Notre Dame Fire

Revered Notre Dame Cathedral in Paris burns down

In a shocking tragedy for Parisians, one of the most famous (and oldest) structures in Europe crumbled to the ground Monday after a fire started in the revered Notre Dame Cathedral.

As of Thursday morning, questions remain as to whether the fire might have been caused by an electrical problem.

A second possibility is that a worker dropped a cigarette. Both of these theoretical causes fall under long-established OSHA and NFPA general workplace safety guidelines—while the former‘s violations primarily pertain to the dangers of co-worker exposure to secondhand smoke, both organizations have long tried to work to uphold standards of electrical safety and workplace smoking risks. In France, OSHA’s European body educates alongside the Ministry of Labour, which draws up and implements French occupational health and safety policy and manages cooperation with the social partners in the COCT (Steering Committee on Working Conditions), as well as the International Labour Organization, which also actively equips workplaces and maintenance undertakings with safety guidelines.

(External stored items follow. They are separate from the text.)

PR #143, opened 2026-04-23
Fix release builds: semver-compatible calver tags and goreleaser config

daltoniam:
## Summary

- **Fixed calver tag format** — tags like `v2026.04.22.3` are invalid semver (leading zeros + 4 components). Switched to `vYYYY.MMDD.N` (e.g. `v2026.422.0`) which is always valid 3-part semver.
- **Deleted legacy `.goreleaser.yaml`** — GoReleaser resolves `.yaml` before `.yml`, so the minimal legacy config was silently overriding the full release config with Homebrew, Docker, nfpms, scoops, etc.
- **Fixed ldflags in `.goreleaser.yml`** — was injecting into nonexistent `main.version`/`main.commit`/`main.date`; now correctly targets `version.Version`/`.Commit`/`.Date`.

## Test plan

- [x] `go build` passes
- [x] `go vet` passes
- [x] Server and core tests pass
- [ ] Verify next merge to main produces a valid semver tag (e.g. `v2026.422.0`)
- [ ] Verify GoReleaser completes successfully with the tag

🐘 Generated with Crush


acmacalister (approved):
Clean PR — builds, tests pass, lint clean. The calver arithmetic is correct (no leading zeros possible since MONTH*100+DAY >= 101), glob pattern is safe, and the deleted .goreleaser.yaml correctly removes the config that was silently shadowing the full release config. LGTM.

PR #144, opened 2026-04-24
Add SigNoz observability platform integration

aleksclark:
## Summary

- Add SigNoz integration with 27 tools covering the full API surface: APM services, distributed traces, log search, metrics queries, dashboards CRUD, alert rules CRUD, saved explorer views, and notification channels
- Uses SigNoz v4 query_range builder API with `SIGNOZ-API-KEY` header auth, configurable `skip_verify` for self-signed TLS certs
- Includes field compaction specs for all 15 read tools, dispatch parity tests, HTTP helper tests, and handler tests (29 total)

## Test plan

- [x] `make ci` passes (build, test-race, vet, lint, gosec, govulncheck)
- [x] All 29 unit tests pass including dispatch parity, compaction spec parity, and HTTP handler tests
- [x] Live-tested all tools against a real SigNoz v0.120.0 instance

🐘 Generated with Crush


integrations/signoz/signoz.go
```diff
@@ -0,0 +1,193 @@
...
+		req.Header.Set("Content-Type", "application/json")
+	}
+
+	resp, err := s.client.Do(req)
+	if err != nil {
+		return nil, err
+	}
+	defer func() { _ = resp.Body.Close() }()
+
+	data, err := io.ReadAll(resp.Body)
```
acmacalister: This is an unbounded read — every other adapter that makes external HTTP calls (cloudflare, notion, snowflake, readarr) caps with `io.LimitReader`. SigNoz responses can include full trace event dumps, and without a cap a misbehaving server could cause OOM. Simple fix:

```go

data, err := io.ReadAll(io.LimitReader(resp.Body, maxResponseSize))
```

integrations/signoz/signoz_test.go
```diff
@@ -0,0 +1,390 @@
...
+	toolNames := make(map[mcp.ToolName]bool)
+	for name := range dispatch {
+		toolNames[name] = true
+	}
+	for name := range rawFieldCompactionSpecs {
+		assert.True(t, toolNames[name], "compaction spec %s has no dispatch handler", name)
+	}
+}
+
+func TestFieldCompactionSpecs_AllReadToolsCovered(t *testing.T) {
```
acmacalister, line 369: The `readTools` set is hardcoded, so it can only go stale — if someone adds a new read tool later and forgets the compaction spec, this test won't catch it. `TestFieldCompactionSpecs_NoOrphanSpecs` does this correctly by iterating `dispatch` dynamically.

We could drive coverage from `i.Tools()` instead, e.g. treat any tool matching `signoz_list_*`, `signoz_get_*`, `signoz_search_*`, `signoz_query_*`, or `signoz_top_*` as a read tool that requires a spec.

integrations/signoz/services.go
```diff
@@ -0,0 +1,180 @@
...
+		"service": service,
+	})
+	if err != nil {
+		return mcp.ErrResult(err)
+	}
+	return mcp.RawResult(data)
+}
+
+// buildBuilderQuery constructs the v4 query_range composite query payload.
+func buildBuilderQuery(_, panelType string, query map[string]any, start, end int64, step int) map[string]any {
```
acmacalister: The first parameter (`dataSource`) is blanked out and never used. Every call site passes `"logs"`, `"traces"`, or `"metrics"` but they go nowhere. Either drop the param and update the callers, or actually wire it into the composite query — a dead parameter is confusing to anyone reading the call sites.

integrations/signoz/services.go
```diff
@@ -0,0 +1,180 @@
...
+	if service != "" {
+		items = append(items, map[string]any{
+			"key":   map[string]any{"key": "serviceName", "dataType": "string", "type": "tag", "isColumn": true},
+			"op":    "=",
+			"value": service,
+		})
+	}
+
+	if filter != "" {
+		parts := strings.SplitN(filter, " ", 3)
```
acmacalister, line 170: If the filter string has fewer than 3 space-delimited tokens (e.g. `"severity_text"` or `"key value"`), the filter is silently dropped and the query runs unfiltered — the user gets back unexpected results with no indication of why. Worth either returning an error for malformed filters or documenting the expected format more explicitly in the tool description.

acmacalister (commented):
Solid integration — builds clean, all 31 tests pass with the race detector, lint is quiet. A few things worth looking at inline; the most material is the unbounded response read in `doRequest`.

integrations/signoz/services.go
```diff
@@ -0,0 +1,183 @@
...
+			"op":    op,
+			"value": value,
+		})
+	}
+
+	return map[string]any{"op": "AND", "items": items}, nil
+}
+
+func strMs(s string) int64 {
+	v, _ := strconv.ParseInt(s, 10, 64)
```
acmacalister: `strMs` silently returns 0 when parsing fails, so a value like `"now"` or `"2024-01-01T00:00:00Z"` for `start`/`end` becomes Unix epoch 0 with no error surfaced to the caller. The query runs and succeeds against garbage time bounds.

Since start/end are already extracted via `r.Str` (which validates they're present), we could validate they're actually integers there:

```go
func strMs(s string) (int64, error) {
    v, err := strconv.ParseInt(s, 10, 64)
    if err != nil {
        return 0, fmt.Errorf("invalid epoch milliseconds %q: %w", s, err)
    }
    return v, nil
}
```

Or at minimum document the silent-zero behavior so it's not surprising to the next person who touches this. Other adapters that accept timestamps (Datadog, PostHog) use string formats the API accepts directly, so this strconv path is unique to SigNoz.

integrations/signoz/dashboards.go
```diff
@@ -0,0 +1,110 @@
...
+	return mcp.RawResult(data)
+}
+
+func getDashboard(ctx context.Context, s *signoz, args map[string]any) (*mcp.ToolResult, error) {
+	r := mcp.NewArgs(args)
+	id := r.Str("id")
+	if err := r.Err(); err != nil {
+		return mcp.ErrResult(err)
+	}
+	data, err := s.get(ctx, "/api/v1/dashboards/%s", id)
```
acmacalister: User-supplied `id` goes directly into the path via `fmt.Sprintf`. If someone passes `"abc/../../v1/version"`, the constructed URL becomes `/api/v1/version` — pointing at a different endpoint entirely.

Salesforce and Confluence both use `url.PathEscape` on user-supplied path segments; worth being consistent here:

```go
data, err := s.get(ctx, "/api/v1/dashboards/%s", url.PathEscape(id))
```

Same applies to `getDashboard`, `updateDashboard`, `deleteDashboard`, `getAlert`, `updateAlert`, `deleteAlert`, `getSavedView`, `updateSavedView`, `deleteSavedView`, and `getTrace` — anywhere a user-supplied ID goes into `fmt.Sprintf` to build a path.

acmacalister (commented):
Solid integration — clean architecture, good test coverage, and the previous round of feedback has all been addressed (LimitReader, dead param in buildBuilderQuery, parseFilterItems error return). Two things worth looking at inline.

integrations/signoz/signoz_test.go
```diff
@@ -0,0 +1,424 @@
...
+
+func TestSearchLogs_MalformedFilter(t *testing.T) {
+	s := &signoz{apiKey: "key", baseURL: "http://localhost", client: &http.Client{}}
+	result, err := s.Execute(context.Background(), "signoz_search_logs", map[string]any{
+		"start": "1700000000000", "end": "1700003600000", "filter": "bad",
+	})
+	require.NoError(t, err)
+	assert.True(t, result.IsError)
+	assert.Contains(t, result.Data, "invalid filter format")
+}
```
acmacalister, line 424: About 18 out of 27 handlers have no dedicated test — things like `searchTraces`, `getTrace`, `queryMetrics`, `topOperations`, `topLevelOperations`, `entryPointOperations`, `getServiceOverview`, `getDashboard`, `createDashboard`, `updateDashboard`, and all the alert/saved-view/channel variants. The dispatch parity tests confirm the routing wires up correctly, but they don't verify that each handler calls the right endpoint, sends the right method, or propagates args the way it's supposed to.

A short `httptest.NewServer` stub per handler is usually a few lines. The existing `TestListDashboards` / `TestListAlerts` / `TestDeleteDashboard` pattern is perfect to follow. The most important ones to add are probably the write paths (`createDashboard`, `updateDashboard`, `createAlert`, `updateAlert`) since those have the JSON-passthrough branching logic that's easy to get wrong silently.

integrations/signoz/queries.go
```diff
@@ -0,0 +1,183 @@
...
+func queryMetrics(ctx context.Context, s *signoz, args map[string]any) (*mcp.ToolResult, error) {
+	r := mcp.NewArgs(args)
+	start := r.Str("start")
+	end := r.Str("end")
+	metricName := r.Str("metric_name")
+	if err := r.Err(); err != nil {
+		return mcp.ErrResult(err)
+	}
+
+	aggregateOp, _ := mcp.ArgStr(args, "aggregate_op")
```
acmacalister, line 141: `aggregate_op` goes straight to the API as `aggregateOperator` without any validation. The tool description lists the 11 valid values, so an LLM is unlikely to pass garbage here, but if it does, SigNoz returns a 400 with an error message that has no `signoz:` context — hard to diagnose. Worth guarding with a simple allow-list:

```go
var validAggOps = map[string]bool{
    "avg": true, "sum": true, "min": true, "max": true,
    "count": true, "rate": true, "p50": true, "p75": true,
    "p90": true, "p95": true, "p99": true,
}

if !validAggOps[aggregateOp] {
    return mcp.ErrResult(fmt.Errorf("invalid aggregate_op %q: must be one of avg, sum, min, max, count, rate, p50, p75, p90, p95, p99", aggregateOp))
}
```

config/config_test.go
```diff
@@ -253,7 +253,7 @@ func TestEnabledIntegrations_Multiple(t *testing.T) {
 func TestDefaultConfig(t *testing.T) {
 	cfg := defaultConfig()
 	require.NotNil(t, cfg)
-	assert.Len(t, cfg.Integrations, 31)
+	assert.Len(t, cfg.Integrations, 32)
```
acmacalister, line 256: `signoz` is missing from the `expected` map in `TestDefaultConfig`. Every other integration has its credential keys verified there, so a future change to the signoz credentials struct (e.g., adding a `timeout` key or renaming `skip_verify`) won't be caught by the test. Worth adding:

```go
"signoz": {"api_key", "base_url", "skip_verify"},
```

acmacalister (commented):
Nice integration — good API surface coverage, clean hexagonal structure, and the fixes from the previous round (LimitReader, filter validation, strMs error handling, path escaping) all landed correctly. Three things worth looking at inline.

integrations/signoz/tools.go
```diff
@@ -0,0 +1,169 @@
...
+		Required:   []string{"service", "start", "end"},
+	},
+
+	// ── Query: Logs ──────────────────────────────────────────────────
+	{
+		Name: mcp.ToolName("signoz_search_logs"), Description: "Search and filter log entries. Supports attribute filters (severity, service, body text), ordering, and pagination. Start here for log exploration, debugging, and error investigation.",
+		Parameters: map[string]string{
+			"start":  "Start time in epoch milliseconds",
+			"end":    "End time in epoch milliseconds",
+			"filter": "Filter expression, e.g. \"severity_text = 'ERROR'\" or \"body CONTAINS 'timeout'\"",
```
acmacalister: `parseFilterItems` in `services.go` handles exactly one filter expression via `SplitN(filter, " ", 3)`, so only a single `key op value` triplet is accepted. The description says "Supports attribute filters" (plural), which could lead an LLM to attempt something like `"severity_text = 'ERROR' AND service = 'frontend'"` - that would fail with `invalid filter format`.

Worth clarifying the param description so the LLM knows this is a single-expression field. A small tweak like:

```go
"filter": "Single filter expression: key op value, e.g. severity_text = 'ERROR'. Only one expression per call.",
```

(`signoz_search_traces` already has a `service` param to layer in a second condition, so that path is covered.)

acmacalister (approved):
Really solid addition - 27 tools, comprehensive test coverage, retryable errors wired up, LimitReader, aggregate_op allow-list, all previous review feedback addressed. One small doc clarification inline.

integrations/signoz/services.go
```diff
@@ -0,0 +1,204 @@
...
+
+func listServices(ctx context.Context, s *signoz, args map[string]any) (*mcp.ToolResult, error) {
+	r := mcp.NewArgs(args)
+	start := r.Str("start")
+	end := r.Str("end")
+	if err := r.Err(); err != nil {
+		return mcp.ErrResult(err)
+	}
+	data, err := s.post(ctx, "/api/v2/services", map[string]any{
+		"start": start,
```
acmacalister, line 23: The v2 service handlers (`listServices`, `topOperations`, `topLevelOperations`, `entryPointOperations`) forward `start` and `end` as raw strings to the API without going through `parseTimeRange`. Every other handler in the package (`searchLogs`, `searchTraces`, `queryMetrics`, `getServiceOverview`) validates timestamps first, so a value like `"not-a-number"` would get a clear `invalid epoch milliseconds` error from those tools but pass through silently here and return a confusing 400 from SigNoz.

Simple fix — same pattern already used just below in `getServiceOverview`:

```go
func listServices(ctx context.Context, s *signoz, args map[string]any) (*mcp.ToolResult, error) {
	r := mcp.NewArgs(args)
	start := r.Str("start")
	end := r.Str("end")
		return mcp.ErrResult(err)
	}
	startMs, endMs, err := parseTimeRange(start, end)
	if err != nil {
		return mcp.ErrResult(err)
	}
	data, err := s.post(ctx, "/api/v2/services", map[string]any{
		"start": startMs,
		"end":   endMs,
		"tags":  []any{},
	})
	...
}
```

`topOperations` and `entryPointOperations` follow the same pattern and would benefit from the same treatment.

acmacalister (commented):
Solid integration — clean architecture, thorough test coverage, and nice retryable error handling. One thing worth a look inline.

config/config.go
```diff
@@ -126,6 +126,10 @@ var envMapping = map[string]map[string]string{
 	"x": {
 		"bearer_token": "X_BEARER_TOKEN",
 	},
+	"signoz": {
+		"api_key":  "SIGNOZ_API_KEY",
+		"base_url": "SIGNOZ_BASE_URL",
+	},
 }
```
acmacalister, line 133: `skip_verify` is in the `defaultConfig()` credentials but not in `envMapping`, so `SIGNOZ_SKIP_VERIFY` doesn't get picked up automatically from the environment. The main use case for `skip_verify` is self-hosted SigNoz with a self-signed cert — exactly the kind of deployment where env-var configuration is the natural workflow. Worth adding alongside the other two:

```go
"signoz": {
    "api_key":     "SIGNOZ_API_KEY",
    "base_url":    "SIGNOZ_BASE_URL",
    "skip_verify": "SIGNOZ_SKIP_VERIFY",
},
```

And in `TestEnvMapping_ReturnsMapping` (currently only asserts `api_key`):
```go
assert.Equal(t, "SIGNOZ_SKIP_VERIFY", m["signoz"]["skip_verify"])
assert.Equal(t, "SIGNOZ_BASE_URL", m["signoz"]["base_url"])
```

integrations/signoz/services.go
```diff
@@ -0,0 +1,216 @@
...
+)
+
+func listServices(ctx context.Context, s *signoz, args map[string]any) (*mcp.ToolResult, error) {
+	r := mcp.NewArgs(args)
+	start := r.Str("start")
+	end := r.Str("end")
+	if err := r.Err(); err != nil {
+		return mcp.ErrResult(err)
+	}
+	if _, _, err := parseTimeRange(start, end); err != nil {
```
acmacalister, line 19: Validate-and-discard is a bit surprising at first glance — the parsed `int64` values from `parseTimeRange` are thrown away and the original strings go into the request body. The v4 query handlers use the ints, so a reader might assume this is a bug and "fix" it. A short comment would prevent that:

```go
// v2 API expects epoch ms as strings, not integers.
if _, _, err := parseTimeRange(start, end); err != nil {
```

acmacalister (approved):
Really solid work — 27 tools, full test coverage, compaction specs, retryable errors, all the HTTP edge cases. Previous review feedback has all been addressed. One non-blocking thing inline (skip_verify env var) and a small comment suggestion for the v2 validate-and-discard pattern.

integrations/signoz/dashboards.go
```diff
@@ -0,0 +1,111 @@
...
+				tags = append(tags, t)
+			}
+		}
+	}
+
+	body := map[string]any{
+		"data": map[string]any{
+			"title":       title,
+			"description": description,
+			"tags":        tags,
```
acmacalister: When no tags are provided, `var tags []string` stays `nil`, which marshals to `"tags": null` in the request body. The SigNoz API probably accepts this, but it's safer to initialize to an empty slice so the field is always an array:

```go
tags := []string{}
if tagsStr != "" {
    // ...
}
```

acmacalister (approved):
Solid addition — 27 tools with full compaction coverage, good retryable error handling, and thorough tests. The prior round's fixes (io.LimitReader, timestamp validation, filter description) all landed correctly. One small thing inline.

integrations/signoz/signoz.go
```diff
@@ -0,0 +1,206 @@
...
+
+type signoz struct {
+	apiKey  string
+	baseURL string
+	client  *http.Client
+}
+
+func New() mcp.Integration {
+	return &signoz{
+		client: &http.Client{},
```
acmacalister, line 30: The `http.Client` has no `Timeout`, so a stalled SigNoz endpoint will hold a connection open until the parent context cancels. Every other adapter that owns its own client (cloudflare, readarr, notion, snowflake) sets `Timeout: 30 * time.Second`. The same applies to the `skip_verify` branch a few lines down.

```go
func New() mcp.Integration {
    return &signoz{
        client: &http.Client{Timeout: 30 * time.Second},
    }
}

// skip_verify branch in Configure():
s.client = &http.Client{
    Timeout: 30 * time.Second,
    Transport: &http.Transport{
        TLSClientConfig: &tls.Config{InsecureSkipVerify: true}, // #nosec G402
    },
}
```

Worth adding a `TestNew_ClientHasTimeout` to match the pattern in `notion_test.go:26`.

acmacalister (commented):
Really solid integration — clean architecture, comprehensive test coverage, and most of the prior review feedback has been addressed. One new thing inline about the HTTP client timeout. The three earlier comments that are still open (skip_verify env mapping, nil tags, validate-and-discard comment) are worth closing out before merge.

PR #160, opened 2026-05-09
Remove WASM Modules page, unify into Plugin Marketplace

daltoniam:
## Summary

- Remove the standalone WASM Modules page (`/wasm`) — the Plugin Marketplace now handles all plugin management (install, upload, load, update, uninstall)
- Credentials for WASM plugins are self-describing via the module's `metadata()` export and configurable on the Integrations page — no manual key naming needed
- Add "Load from Local Path" section to marketplace for dev workflow (load local `.wasm` files with live-reload, no restart)

## Changes

- Remove `/wasm` nav item, routes, 5 handlers, 2 templates, and ~300 lines of tests
- Add `POST /plugins/load-path` handler for local path loading
- Add "Load from Local Path" form to marketplace UI
- Net: **-1013 / +72 lines**

## Test plan

- [x] `go test ./...` passes
- [x] `go vet ./...` clean
- [x] New handler tests added (`TestPluginLoadPath`, `TestPluginLoadPath_EmptyPath`)
- [ ] Manual: verify marketplace page renders correctly
- [ ] Manual: verify "Load from Local Path" loads a plugin and it appears on Integrations page

🐨 Generated with Crush


web/web_marketplace.go
```diff
@@ -331,6 +331,23 @@ func (w *WebServer) liveUnloadPlugin(ctx context.Context, name string) {
...
+
+	path := strings.TrimSpace(r.FormValue("path"))
+	if path == "" {
+		http.Redirect(rw, r, "/plugins?error=Path+is+required", http.StatusSeeOther)
+		return
+	}
+
+	name := strings.TrimSpace(r.FormValue("name"))
+	w.liveLoadPlugin(r.Context(), path, name)
+	http.Redirect(rw, r, "/plugins?success=Plugin+loaded+from+local+path.", http.StatusSeeOther)
```
acmacalister, line 361: This always redirects with a success flash even when `liveLoadPlugin` fails. Unlike the install/upload/update handlers where `liveLoadPlugin` is best-effort (the binary was already validated by the marketplace), here *loading is the entire operation* — if the file doesn't exist or isn't valid WASM, the user still sees "Plugin loaded from local path."

`liveLoadPlugin` currently only logs the error. For this handler, we'd want to surface it:

```go
if err := w.liveLoadPlugin(r.Context(), path, name); err != nil {
    http.Redirect(rw, r, "/plugins?error=Load+failed:+"+urlEncode(err.Error()), http.StatusSeeOther)
    return
}
http.Redirect(rw, r, "/plugins?success=Plugin+loaded+from+local+path.", http.StatusSeeOther)
```

That would require `liveLoadPlugin` to return its error rather than swallowing it, but since the callers that need best-effort behavior can just ignore the return value, it's a backward-compatible change.

web/templates/layouts/base_templ.go
```diff
@@ -1,6 +1,6 @@
 // Code generated by templ - DO NOT EDIT.
 
-// templ: version: v0.3.1001
+// templ: version: v0.3.977
 package layouts
```
acmacalister, line 4: All the generated `*_templ.go` files were regenerated with v0.3.977 here, but `go.mod` requires `github.com/a-h/templ v0.3.1001`. These should stay in sync — regenerate with the version pinned in `go.mod` (`go tool templ generate`) to avoid a version skew that could surface as subtle rendering differences.

acmacalister (commented):
Solid cleanup — removing the standalone WASM page and folding it into the marketplace is the right call. Two things worth looking at inline.

web/web_test.go
```diff
@@ -317,321 +317,33 @@ func TestMetricsAPI(t *testing.T) {
...
-	req := httptest.NewRequest("POST", "/wasm/delete", form)
+	form := strings.NewReader("path=/tmp/dev-plugin.wasm&name=dev-plugin")
+	req := httptest.NewRequest("POST", "/plugins/load-path", form)
 	req.Header.Set("Content-Type", "application/x-www-form-urlencoded")
 	rr := httptest.NewRecorder()
 	handler.ServeHTTP(rr, req)
 
 	assert.Equal(t, http.StatusSeeOther, rr.Code)
+	assert.Contains(t, rr.Header().Get("Location"), "/plugins")
 	assert.Contains(t, rr.Header().Get("Location"), "success")
```
acmacalister: `setupTestWeb` passes `nil` for `wasmLoader`, so `liveLoadPlugin` returns `nil` immediately via the nil guard — `TestPluginLoadPath` never exercises the new error-surfacing path added in the previous commit. The test asserts success, but it's really testing "loader not configured" rather than "plugin loaded successfully".

Worth adding a test that wires up a mock `wasmLoader` (or at least a mock that returns an error) to verify the error redirect fires:

```go
func TestPluginLoadPath_LoadError(t *testing.T) {
    ws, _, _ := setupTestWeb()
    ws.wasmLoader = &mockWasmLoader{err: errors.New("not a valid WASM file")}
    handler := ws.Handler()

    form := strings.NewReader("path=/tmp/bad.wasm")
    req := httptest.NewRequest("POST", "/plugins/load-path", form)
    req.Header.Set("Content-Type", "application/x-www-form-urlencoded")
    rr := httptest.NewRecorder()
    handler.ServeHTTP(rr, req)

    assert.Equal(t, http.StatusSeeOther, rr.Code)
    assert.Contains(t, rr.Header().Get("Location"), "error")
}
```

acmacalister (commented):
Clean PR overall — the WASM Modules page removal is tidy and the liveLoadPlugin error-surfacing fix is the right approach. Two things inline worth a look.

web/web_marketplace.go
```diff
@@ -331,6 +333,26 @@ func (w *WebServer) liveUnloadPlugin(ctx context.Context, name string) {
 	}
 }
 
+func (w *WebServer) handlePluginLoadPath(rw http.ResponseWriter, r *http.Request) {
+	if err := r.ParseForm(); err != nil {
+		http.Redirect(rw, r, "/plugins?error=Invalid+form+data", http.StatusSeeOther)
+		return
+	}
+
+	path := strings.TrimSpace(r.FormValue("path"))
```
acmacalister, line 342: `path` is submitted directly from the browser form and passed to `os.ReadFile` with no validation. A user could submit `/etc/passwd` or `../../some-secret` — the WASM runtime would reject it as invalid WASM, but the error message ("not a valid WASM magic number") confirms the file exists and was readable. For a local-only dev tool this is lower severity, but worth at least validating the extension or confirming the path is absolute:

```go
if !strings.HasSuffix(path, ".wasm") {
    http.Redirect(rw, r, "/plugins?error=Path+must+end+in+.wasm", http.StatusSeeOther)
    return
}
```

That won't stop a determined user from renaming a file, but it prevents accidental (or trivially malicious) reads of arbitrary filesystem paths.

acmacalister (approved):
Build passes, full test suite clean with race detector, lint 0 issues. The private-repo auth feature is well-designed — functional options is the right pattern here, `GitHubTokenFunc` is tested thoroughly, and reading the token dynamically from the config store means it picks up a newly-configured credential without a restart. Two earlier comments on the load-path handler (error test coverage and path validation) are still worth addressing, but nothing new blocking merge.

web/web_marketplace.go
```diff
@@ -331,6 +333,30 @@ func (w *WebServer) liveUnloadPlugin(ctx context.Context, name string) {
...
+		http.Redirect(rw, r, "/plugins?error=Path+must+end+in+.wasm", http.StatusSeeOther)
+		return
+	}
+
+	name := strings.TrimSpace(r.FormValue("name"))
+	if err := w.liveLoadPlugin(r.Context(), path, name); err != nil {
+		http.Redirect(rw, r, "/plugins?error=Load+failed:+"+urlEncode(err.Error()), http.StatusSeeOther)
+		return
+	}
+	http.Redirect(rw, r, "/plugins?success=Plugin+loaded+from+local+path.", http.StatusSeeOther)
```
acmacalister, line 361: When `w.wasmLoader` is nil, `liveLoadPlugin` returns `nil` immediately and the user sees "Plugin loaded from local path." — even though nothing happened. The other load-path-adjacent handlers (install, upload, update) are intentionally best-effort since the binary was already validated and written to disk before `liveLoadPlugin` is called. This handler is different: loading *is* the entire operation, so a nil loader should be surfaced rather than silently succeeding.

```go
if w.wasmLoader == nil {
    http.Redirect(rw, r, "/plugins?error=WASM+loader+not+configured", http.StatusSeeOther)
    return
}
```

web/web_test.go
```diff
@@ -317,321 +318,64 @@ func TestMetricsAPI(t *testing.T) {
 	assert.Contains(t, body, "integrations")
 }
 
-func TestWasmModulesPage_Empty(t *testing.T) {
+func TestPluginLoadPath(t *testing.T) {
 	ws, _, _ := setupTestWeb()
```
acmacalister: `setupTestWeb()` passes `nil` for `wasmLoader`, so this test reaches the nil-guard in `liveLoadPlugin` and returns `nil` before any file I/O. The "success" assertion reflects "loader not configured" rather than "plugin loaded successfully". `TestPluginLoadPath_LoadError` covers the real path with an actual loader, which is great — worth adding a parallel success case there (e.g., a small valid WASM file or a mock `WasmLoader` interface) so the success redirect is tested with the loader actually engaged.

acmacalister (commented):
Nice cleanup — removing ~1k lines of the old WASM page while keeping the workflow intact is a solid simplification. The private-repo auth is well-structured and thoroughly tested. Two small things inline.

acmacalister (commented):
The previous round of feedback has all been addressed — error surfacing, nil loader guard, `.wasm` validation, and templ version sync are all clean. One gap remains inline.

web/web_test.go
```diff
@@ -317,62 +318,28 @@ func TestMetricsAPI(t *testing.T) {
...
 
 	assert.Equal(t, http.StatusSeeOther, rr.Code)
-	assert.Contains(t, rr.Header().Get("Location"), "/wasm")
-	assert.Contains(t, rr.Header().Get("Location"), "success")
-
-	require.Len(t, cfgService.cfg.WasmModules, 1)
-	assert.Equal(t, "/tmp/new.wasm", cfgService.cfg.WasmModules[0].Path)
-	assert.Equal(t, "secret", cfgService.cfg.WasmModules[0].Credentials["api_key"])
+	assert.Contains(t, rr.Header().Get("Location"), "error")
+	assert.Contains(t, rr.Header().Get("Location"), "Load+failed")
```
acmacalister, line 334: This test covers the error path well, but there's still no test that exercises the success redirect — the case where `wasmLoader` is set and `LoadPlugin` returns `nil`. Since `wasmLoader` is a concrete `*wasmmod.Loader`, the easiest path is to introduce a small `pluginLoader` interface in `web.go` (it only needs `LoadPlugin` and `UnloadPlugin`), then test with a mock that returns `nil`. That would let us assert the `?success=Plugin+loaded+from+local+path.` redirect fires correctly:

```go
type pluginLoader interface {
    LoadPlugin(ctx context.Context, path, name string) error
    UnloadPlugin(ctx context.Context, name string) error
}
```

Alternatively, `wasm/testdata/example.wasm` could be used directly in a test that wires up a real `Runtime`. Either way, the success branch of `handlePluginLoadPath` currently has no coverage.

While the exact cause of the fire remains to be seen, it was announced within 24 hours that there are definite plans to rebuild, which obviously will include electrical components. As of Thursday morning, at least $600 million Euros in funding had been reportedly raised by various French billionaires and associations.

The fire may potentially involve renovation work that was being carried out at the cathedral, Paris’ fire service said. Extensive scaffolding covered a portion of the roof as part of the $6.8 million project before the fire broke out.